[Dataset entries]
PR #1361, opened 2025-07-08
Implement `Signer` interface for core `Wallet` and adapters

denbite:
Thanks for taking the time to submit a pull request!

If you haven't already, be sure to take a look at the [CONTRIBUTING](https://github.com/near/wallet-selector/blob/main/CONTRIBUTING.md) documentation to get up to speed with the practices in this repository.

When you're ready, switch to the "Preview" tab to select an applicable template:

- [General template (most common)](?expand=1&template=general.md)
- [Wallet integration template](?expand=1&template=wallet_integration.md)

### DIFF
--- a/package.json
+++ b/package.json
@@ -97,6 +97,7 @@
     "@ledgerhq/hw-transport": "6.30.3",
     "@ledgerhq/hw-transport-webhid": "6.29.4",
     "@meteorwallet/sdk": "1.0.9",
+    "@near-js/signers": "2.1.0",
     "@near-snap/sdk": "0.6.0",
     "@noble/hashes": "1.7.1",
     "@peersyst/near-mobile-signer": "1.1.4",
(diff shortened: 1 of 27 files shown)


ahnafalfariza:
since `getAccounts` also returns a public key, could `getPublicKey` simply return that value? I was wondering if so, does that mean we can use the same code?

denbite:
@ahnafalfariza the exact same idea has crossed my mind as well
however, most wallets don't return a valid `publicKey` in `getAccounts`, I've tested it myself - some return an empty `string` or `undefined`, and in the worst case, even a random key
so, this method isn't reliable at the moment, and if it ever starts returning real data, I'd be happy to change the logic so `getPublicKey` would simply parse public key from the response of `getAccounts`

ahnafalfariza:
got it, thanks for clarification!

ahnafalfariza (approved):

PR #1405, opened 2025-08-27
Naj Compatibility

gagdiez:
## Pre-flight checklist

- [x] I have read the [Contributing Guidelines on pull requests](https://github.com/near/wallet-selector/blob/main/CONTRIBUTING.md).
- [x] Commit messages follow the [conventional commits](https://www.conventionalcommits.org/) spec
- [x] **If this is a code change**: I have written unit tests.
- [x] **If this changes code in a published package**: I have run `pnpm changeset` to create a `changeset` JSON document appropriate for this change.
- [ ] **If this is a new API or substantial change**: the PR has an accompanying issue (closes #0000) and the maintainers have approved on my working plan.

## Motivation

This PR makes it possible to use the wallet selector as a `near-api-js` `Signer` by introducing a helper function that transforms `naj` `Actions` into the internal `Action`, and decorate the `signAndSendTransaction(s)` functions to use them

### DIFF
--- a/examples/react/wallets/web3modal.ts
+++ b/examples/react/wallets/web3modal.ts
@@ -69,5 +69,3 @@ export const web3Modal = createAppKit({
   coinbasePreference: "eoaOnly", // Smart accounts (Safe contract) not available on NEAR Protocol, only EOA.
   allWallets: "SHOW",
 });
-
-reconnect(wagmiAdapter.wagmiConfig);
--- a/packages/react-hook/src/lib/WalletSelectorProvider.tsx
+++ b/packages/react-hook/src/lib/WalletSelectorProvider.tsx
@@ -68,7 +68,7 @@ export interface WalletSelectorProviderValue {
   getAccessKeys: (accountId: string) => Promise<Array<unknown>>;
   signAndSendTransactions: (params: {
     transactions: Array<Transaction>;
-  }) => Promise<Array<object | string | number | null>>;
+  }) => Promise<Array<FinalExecutionOutcome>>;
   signMessage: (params: SignMessageParams) => Promise<void | SignedMessage>;
   getAccount: (accountId: string) => Promise<QueryResponseKindWithAmount>;
   verifyMessage: (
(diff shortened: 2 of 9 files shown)


examples/react/wallets/web3modal.ts
```diff
@@ -69,5 +69,3 @@ export const web3Modal = createAppKit({
   coinbasePreference: "eoaOnly", // Smart accounts (Safe contract) not available on NEAR Protocol, only EOA.
   allWallets: "SHOW",
 });
-
-reconnect(wagmiAdapter.wagmiConfig);
```
gagdiez, line 73: `ethereum wallets` need to be fixed (the "reconnect on reload page" is not working)

packages/react-hook/src/lib/WalletSelectorProvider.tsx
```diff
@@ -68,7 +68,7 @@ export interface WalletSelectorProviderValue {
   getAccessKeys: (accountId: string) => Promise<Array<unknown>>;
   signAndSendTransactions: (params: {
     transactions: Array<Transaction>;
-  }) => Promise<Array<object | string | number | null>>;
```
gagdiez, line 71: Hooks were using the wrong interface!

packages/wallet-utils/src/lib/create-action.ts
```diff
@@ -16,11 +16,7 @@ const getAccessKey = (permission: AddKeyPermission) => {
 };
 
 // TODO: Remove this function after all wallets use the NAJ Action by default
-export const createAction = (action: Action | NAJAction): NAJAction => {
```
gagdiez, line 19: not needed anymore, as now all inputs should be internal `Actions`

packages/wallet-utils/src/lib/sign-transactions.ts
```diff
@@ -1,4 +1,5 @@
 import type { Signer } from "near-api-js";
+
```
gagdiez, line 2:
```suggestion
```

ahnafalfariza:
yeah, I agree, I think this is fine for now. I was actually looking into this yesterday, replacing the interface with NAJ actions would likely introduce significant changes and require a major version bump due to the interface updates. I’m also not fully sure yet whether the wallet supports both internal actions and NAJ actions simultaneously

with the current changes, though, it looks like dapps will have more flexibility: dapps can use either internal actions or NAJ actions, and over time we can gradually migrate everything fully to NAJ action. what do you think?

ahnafalfariza (approved):

gagdiez:
yeah, for now this is fine, but we will need that mayor release eventually

which is fine, because we need compatibility with naj

Issue #1400, opened 2025-08-25
Use `near-api-js` `Action` instead of internal Action


gagdiez:
Currently, the wallet selector defined its own type of `Action` (https://github.com/near/wallet-selector/blob/main/packages/core/src/lib/wallet/transactions.types.ts#L70)

`near-api-js` has historically defined `Action` in a different way (https://github.com/near/near-api-js/blob/master/packages/transactions/src/actions.ts#L168)

We want the `wallet selector` to become a `Signer` of `near-api-js`, so people can simply write `naj` code and choose if they want to use `wallet-selector` or `chainsig.js` or their local wallet to sign transactions.

To achieve this, we need to remove all the internal `Action` and `Transaction` definitions, and swap them for `near-api-js` ones. This means that `signAndSendTransaction`, `signAndSendTransactions` and `signDelegate` interfaces need to change.

PR #1409, opened 2025-09-01
feat: change the wallet interface to use near-api-js Action instead of internal Action

ahnafalfariza:
## Pre-flight checklist

- [ ] I have read the [Contributing Guidelines on pull requests](https://github.com/near/wallet-selector/blob/main/CONTRIBUTING.md).
- [ ] Commit messages follow the [conventional commits](https://www.conventionalcommits.org/) spec
- [ ] **If this is a code change**: I have written unit tests.
- [ ] **If this changes code in a published package**: I have run `pnpm changeset` to create a `changeset` JSON document appropriate for this change.
- [ ] **If this is a new API or substantial change**: the PR has an accompanying issue (closes #0000) and the maintainers have approved on my working plan.

## Motivation

Migrate the wallet interface to use near-api-js Action instead of internal Action
- Add bidirectional conversion functions (`najActionToInternal`, `internalActionToNaj`)
- Update all wallet implementations to use `near-api-js` action types
- Add comprehensive transform action utilities
- Update documentation and examples

### BREAKING CHANGE: Action Type Migration
The Action type in `signAndSendTransaction`, `signAndSendTransactions`, `createSignedTransaction` now expects NAJ (NEAR API JS) actions instead of internal wallet selector action format.

#### **Before** (Old Internal Format)
```typescript
// Old internal action format
const transactions = [{
  receiverId: "contract.near", 
  actions: [
    {
      type: "FunctionCall",
      params: {
        methodName: "addMessage",
        args: { text: "Hello World" },
        gas: "30000000000000",
        deposit: "1000000000000000000000000"  // 1 NEAR
      }
    }
  ]
}];

await signAndSendTransactions({ transactions });
```

#### **After** (New NAJ Format)
```typescript
import { functionCall } from '@near-js/transactions';

// New NAJ action format using action creators
const transactions = [{
  receiverId: "contract.near",
  actions: [
    functionCall(
      "addMessage",
      { text: "Hello World" },
      BigInt("30000000000000"),
      BigInt("1000000000000000000000000")
    )
  ]
}];

await signAndSendTransactions({ transactions });
```

### **Quick Migration Tool**

If you have existing internal actions, you can use the conversion utility:

```typescript
import { internalActionToNaj } from '@near-wallet-selector/core';

// Convert old internal actions to NAJ format
const najActions = oldInternalActions.map(internalActionToNaj);

const transactions = [{
  signerId: "user.near", 
  receiverId: "contract.near",
  actions: najActions  // Now in NAJ format
}];
```

## Related issues/PRs
#1400


ahnafalfariza:
@gagdiez  I’ve migrated the interface actions to use NAJAction. Since some wallets do not yet support it, I converted them into internal actions within each wallet package. On the dapps side, they are now using Action from `near-api-js`. 

this change will probably require a major version bump due to the interface update. I think we could also take this opportunity to upgrade the `near-api-js` version alongside

does this approach make sense to you, or do you think we should handle it differently?

cc: @roman009

gagdiez:
Indeed! I think we should further take the opportunity to actually reduce dependencies on `naj` as much as possible

For example, instead of creating an internal `JSON RPC Provider`, we should ask people to provide it

gagdiez:
@ahnafalfariza indeed, that's a good idea

PR #1279, opened 2015-09-10
Matlab: add documentation for write functions group support (rebased onto develop)

sbesson:
This is the same as gh-1278 but rebased onto develop.

---

See https://trello.com/c/gSKqCAe2/49-omero-matlab-group-support

This PR:
- reviews the `writexxAnnotation` functions giving concrete examples for each existing annotation type
- adds example of annotation writing command in a different group
- documents the project/dataset/screen/plate creation functions with and without group support


sbesson:
--rebased-from #1278

sbesson:
See https://www.openmicroscopy.org/site/support/omero5.2-staging/developers/Matlab.html. Note the last commit was missed from the original PR and will have to be rebased to `dev_5_1`

jburel:
looks good.

PR #1280, opened 2015-09-11
Migrate to Travis Docker container

sbesson:
This PR  migrates the Travis build to using Docker containers in order to speed up build times as well as the queuing for the organization.

Like https://github.com/openmicroscopy/bioformats/pull/1968, one caveat of this PR is that it drops the `pdf` target of the top-level build command. This target is however tested by the various Jenkins doc jobs.

### DIFF
--- a/.travis.yml
+++ b/.travis.yml
@@ -1,24 +1,18 @@
 language: python
 
-python:
-  - "2.6"
+# This (sudo: false) is needed to "run on container-based infrastructure" on
+# which cache: is available
+# http://docs.travis-ci.com/user/workers/container-based-infrastructure/
+sudo: false
+
+# http://docs.travis-ci.com/user/caching/
+cache: pip
+
 
 env:
-  - SPHINXOPTS="-W" CLASSPATH="/usr/share/java/ant-contrib.jar"
+  - SPHINXOPTS="-W"
 
 before_install:
-  - sudo add-apt-repository -y "deb http://archive.ubuntu.com/ubuntu/ trusty main universe"
-  - travis_retry sudo apt-get update
-  - travis_retry sudo apt-get -y install ant ant-contrib ant-optional
-  - travis_retry sudo apt-get -y install texlive-latex-base texlive-latex-recommended texlive-xetex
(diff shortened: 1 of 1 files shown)


joshmoore:
Looks good to me! And the ~1min run time is great. As discussed w.r.t 1968 as well, the most likely annoyance of this change is that a PR with PDF errors will get merged which will then fail the jenkins build. If that becomes a concern, I'd propose we copy out the job to `*-pdf` which will then need handling separately.

joshmoore:
Oops, one quick question: what was the previous purpose of the `travis-merge` call?

sbesson:
Good catch. `travis-merge` was likely merging dependent PRs typically PRs requiring unmerged auto-generated changes. My feeling is that we should be able to not be dependent on this logic by including dependent commits as part of the same PR. But I can also restore it if we think there might be an use case.

hflynn:
A pdf with errors would break the merge build surely? So as long as nothing is merged without running through Jenkins, it should be fine. And since we know it's an issue, we can also check pdf builds locally before/when PRs are opened.

hflynn:
Are there any other implications for this? Because if it's just the pdf thing, I'm happy to merge.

◆ Prompt ◆
Out of the data above, set down the lines from the one with "- [ ] I have" to the one with "- Add comprehensive", both included, exactly as written and with no additions.

◆ Exercise answer ◆
- [ ] I have read the [Contributing Guidelines on pull requests](https://github.com/near/wallet-selector/blob/main/CONTRIBUTING.md).
- [ ] Commit messages follow the [conventional commits](https://www.conventionalcommits.org/) spec
- [ ] **If this is a code change**: I have written unit tests.
- [ ] **If this changes code in a published package**: I have run `pnpm changeset` to create a `changeset` JSON document appropriate for this change.
- [ ] **If this is a new API or substantial change**: the PR has an accompanying issue (closes #0000) and the maintainers have approved on my working plan.

## Motivation

Migrate the wallet interface to use near-api-js Action instead of internal Action
- Add bidirectional conversion functions (`najActionToInternal`, `internalActionToNaj`)
- Update all wallet implementations to use `near-api-js` action types
- Add comprehensive transform action utilities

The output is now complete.